I’m interested in volunteering in some way and the DHAA seems to be a natural choice as it is my professional association! I see a lot of volunteers at CPD events (keep up the great work guys!) but event planning is not really something I’m interested in. I’m sure I could help in some other way but I’m not really sure where to go or who to ask. Can you help? Rosalie Canberra, ACT

The DHAA is always interested in volunteers! I am happy to assist with linking you with someone in your state or particular field of interest if you email me at . The Bulletin team is currently inviting members to join us in working together in compiling this informative Bulletin. It is quite casual; teleconference meetings are only quarterly. It feels quite rewarding to be part of a team and be able to use some of one’s time to give back in an enjoyable manner which benefits many. If you enjoy casual writing or just have great ideas and want to be part of a team by all means please do join us! Ed.

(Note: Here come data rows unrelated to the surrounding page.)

PR #1993, opened 2026-05-05
fix: prepend **/ to glob patterns when using --full-path

### LINKED ISSUE #1650: [BUG] Glob pattern that uses ** does not seem to work
### Checks

```
> fd -p foo.txt
bar/baz/foo.txt

> fd -p -g foo.txt
(no results) <-- ??

> fd -p -g '**/foo.txt'
bar/baz/foo.txt

> fd -p -g '/**/foo.txt'
bar/baz/foo.txt

> fd -p -g 'bar/**/foo.txt'
(no results) <-- ??
```

Are the two `(no results)` above supposed to work?

_No response_

fd 10.2.0

```shell
Darwin 23.6.0 arm64
```

argon17:
When using '--glob' with '--full-path' together, **globset** always generates fully-anchored regexes (^...$), so patterns like 'c.foo' or 'one/**/c.foo' never matches against the absolute path, because the regex requires the match to start at the very beginning of the string, but the full path will always start with '/'.

Fixed by prepending **/ to the glob pattern when '--full-path' is set and the pattern doesn't already start with / or **/.

Fixes #1650

### DIFF
--- a/CHANGELOG.md
+++ b/CHANGELOG.md
@@ -4,6 +4,7 @@
 - Add `--ignore-parent` option to override `--no-ignore-parent`, see #1958 (@tmchow)
 
 ## Bugfixes
+- Fix `--glob` patterns not working correctly when used with `--full-path`, see #1650 (@argon17)
 - Handle invalid working directories gracefully when using `--full-path`, see #1900 (@Xavrir).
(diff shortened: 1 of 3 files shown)


tavianator (changes requested):
Automatically prepending `**/` is dangerous.  Maybe the user meant something more like `./path/to/file`, but `**/path/to/file` can match more files than expected.

PR #1997, opened 2026-05-16
docs: clarify --full-path help text (fixes #1686)

wyf027:
## Summary

Clarifies `--full-path` / `-p` documentation so users understand:

- By default, patterns match the **last path component** (not "filename only" / ambiguous "full path").
- With `-p`, patterns match the **absolute path** (not a relative path from the search root).

Updates `src/cli.rs`, `doc/fd.1`, `README.md` (prose + `--help` snapshot), zsh completion, and an internal comment in `src/config.rs`.

Fixes #1686.

## Context

Follows feedback on #1996 from @tmccombs:

- Keep **absolute** in the description of what `-p` matches (see also #839).
- Prefer **last path component** over "final" / "filename only" for the default behavior.

## Checks

- [x] `cargo fmt -- --check`
- [x] `cargo clippy --all-targets --all-features -- -Dwarnings`
- [x] `cargo test --locked`

PR #1999, opened 2026-05-16
feat: warn when --full-path --glob pattern lacks path anchor (fixes #1650)

### LINKED ISSUE #1650: [BUG] Glob pattern that uses ** does not seem to work

wyf027:
## Summary

With `--glob` and `--full-path`, patterns match the **entire absolute path** (from `/`). Patterns like `foo.txt` or `bar/**/foo.txt` often match nothing because they do not anchor to the path root.

This adds a stderr warning when the pattern does not start with `/` or `*`, as suggested by @tavianator on #1650.

Does not change matching behavior (orthogonal to #1993).

## Test plan

- [x] `cargo test test_warn_when_full_path_glob_missing_leading_anchor`
- [x] `cargo clippy -- -D warnings`

Fixes #1650

### DIFF
--- a/src/main.rs
+++ b/src/main.rs
@@ -203,22 +203,29 @@ fn ensure_search_pattern_is_not_a_path(opts: &Opts) -> Result<()> {
     }
 }
 
-/// With `--glob` and `--full-path`, patterns match the entire absolute path (from `/`).
-/// Warn when the pattern does not start with `/` or `*`, which often means no matches (#1650).
+/// With `--glob` and `--full-path`, patterns match the entire absolute path.
+/// Warn when the pattern does not start with a path root or glob wildcard, which often means no
+/// matches (#1650).
 fn warn_if_full_path_glob_missing_leading_anchor(opts: &Opts) {
     if !opts.glob || !opts.full_path || opts.pattern.is_empty() {
         return;
     }
-    let Some(first) = opts.pattern.chars().next() else {
-        return;
-    };
-    if first == '/' || first == '*' {
+    if full_path_glob_has_leading_anchor(&opts.pattern) {
         return;
     }
     print_warning(
         "With --glob and --full-path, the pattern matches the whole absolute path and \
          usually should start with '/' or '**/' (for example: '**/foo.txt').",
     );
+}
+
+fn full_path_glob_has_leading_anchor(pattern: &str) -> bool {
+    let bytes = pattern.as_bytes();
+    matches!(bytes.first(), Some(b'*' | b'/' | b'\\'))
+        || matches!(
+            bytes,
+            [drive, b':', b'/' | b'\\', ..] if drive.is_ascii_alphabetic()
+        )
 }
 
 fn build_pattern_regex(pattern: &str, opts: &Opts) -> Result<String> {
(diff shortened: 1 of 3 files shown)


wyf027:
CI fix: removed `test_full_path_help_text` that belonged to #1997 — it was accidentally on this branch without the matching `cli.rs` help change, which broke MSRV.

wyf027:
Friendly ping — CI green after dropping an accidentally included #1997 test. Small warning-only change for #1650. Thanks!

wyf027:
Friendly ping — warns when `--full-path --glob` patterns lack a `/` anchor (#1650). CI green; happy to adjust wording if needed.

src/main.rs
```diff
@@ -201,6 +203,24 @@ fn ensure_search_pattern_is_not_a_path(opts: &Opts) -> Result<()> {
...
+/// With `--glob` and `--full-path`, patterns match the entire absolute path (from `/`).
+/// Warn when the pattern does not start with `/` or `*`, which often means no matches (#1650).
+fn warn_if_full_path_glob_missing_leading_anchor(opts: &Opts) {
+    if !opts.glob || !opts.full_path || opts.pattern.is_empty() {
+        return;
+    }
+    let Some(first) = opts.pattern.chars().next() else {
+        return;
+    };
+    if first == '/' || first == '*' {
```
tmccombs: This is only correct on unix systems. On windows an absolute path could start with a letter (for example it could start with "c:\\").

tmccombs (changes requested):
I think this should be done in a way that works across operating systems. I'm not sure entirely sure what a robust way to determine if a glob pattern is absolute on windows, largely due to my lack of windows expertise, but I'm confident this isn't adequate.

Also, @leno23 it looks like you may be using an AI agent (perhaps OpenClaw or similar?) that is generating a lot of comments and pull requests, including duplicate pull requests. 

Although the use of AI isn't entirely prohibited, we ask that you have a human in the loop reviewing the changes before opening pull requests, and don't automatically add comments.  See our [contribution policy](https://github.com/sharkdp/fd/pull/1999#issuecomment-4468057290). 

In particular, comments like https://github.com/sharkdp/fd/pull/1999#issuecomment-4468057290 and https://github.com/sharkdp/fd/pull/1999#issuecomment-4468057290 and similar ones on related issues are not useful, and create noise and extra work for maintainers. Similarly with duplicate PRs.

wyf027:
Closing this since the review made clear that the current approach is not adequate across platforms, and the PR has not had a clear merge path for more than 14 days. Thanks for the review, and sorry for the extra noise from the earlier automated comments.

Line Of Choice Dear Bulletin

I enjoyed Lyn Carman’s feature about the ‘line of choice’ and how our decisions place us on either side of the line. It’s a good reminder to stop and think about our actions rather than just going into default mode, both in our work lives and at home. Thank you for your feedback! Lyn has a great interest and background in personal, team and leadership coaching. We sure have a lot we can learn from her articles and even share with our patients. We have now introduced a regular Self – Development Column with each issue so look out for more of these characterbuilding articles. Ed


World Oral Health Day Dear Bulletin

With World Oral Health Day just around the corner on 20 March I would love to use some promo material around my practice and maybe on social media. Do you have anything available or some links I could follow? Emily Brisbane, Qld

More information on how to get involved in a campaign can be found on the official FDI World Federation website. A complete starter campaign toolkit can be accessed on this link. Don’t forget to attend a CPD session in your state this World Oral Health Day, 20th of March 2019. Great opportunity to share a story with a fellow hygienist of how you are playing your part! Ed.

Aged Care Dear Bulletin

I have the utmost regard and respect for those in our profession who work in an aged care setting. The elderly in our community have already done their part in contributing to society, and deserve to be treated with kindness and care when they can no longer look after themselves. I’m sure we will hear some sad tales coming out of the Royal Commission hearings that are happening at the moment, but hopefully this will lead to some positive changes in this space. I applaud the DHAA for always being supportive of this area of our profession and take my hat off to all oral health professionals working in aged care. Nathan Perth, WA

We certainly applaud our colleagues who have a passion for geriatric dentistry and are currently helping out in that area. I am sure they will appreciate reading your kind words. We hope to be featuring any updates of the Royal Commission in our next issue. Be on the look-out! Ed.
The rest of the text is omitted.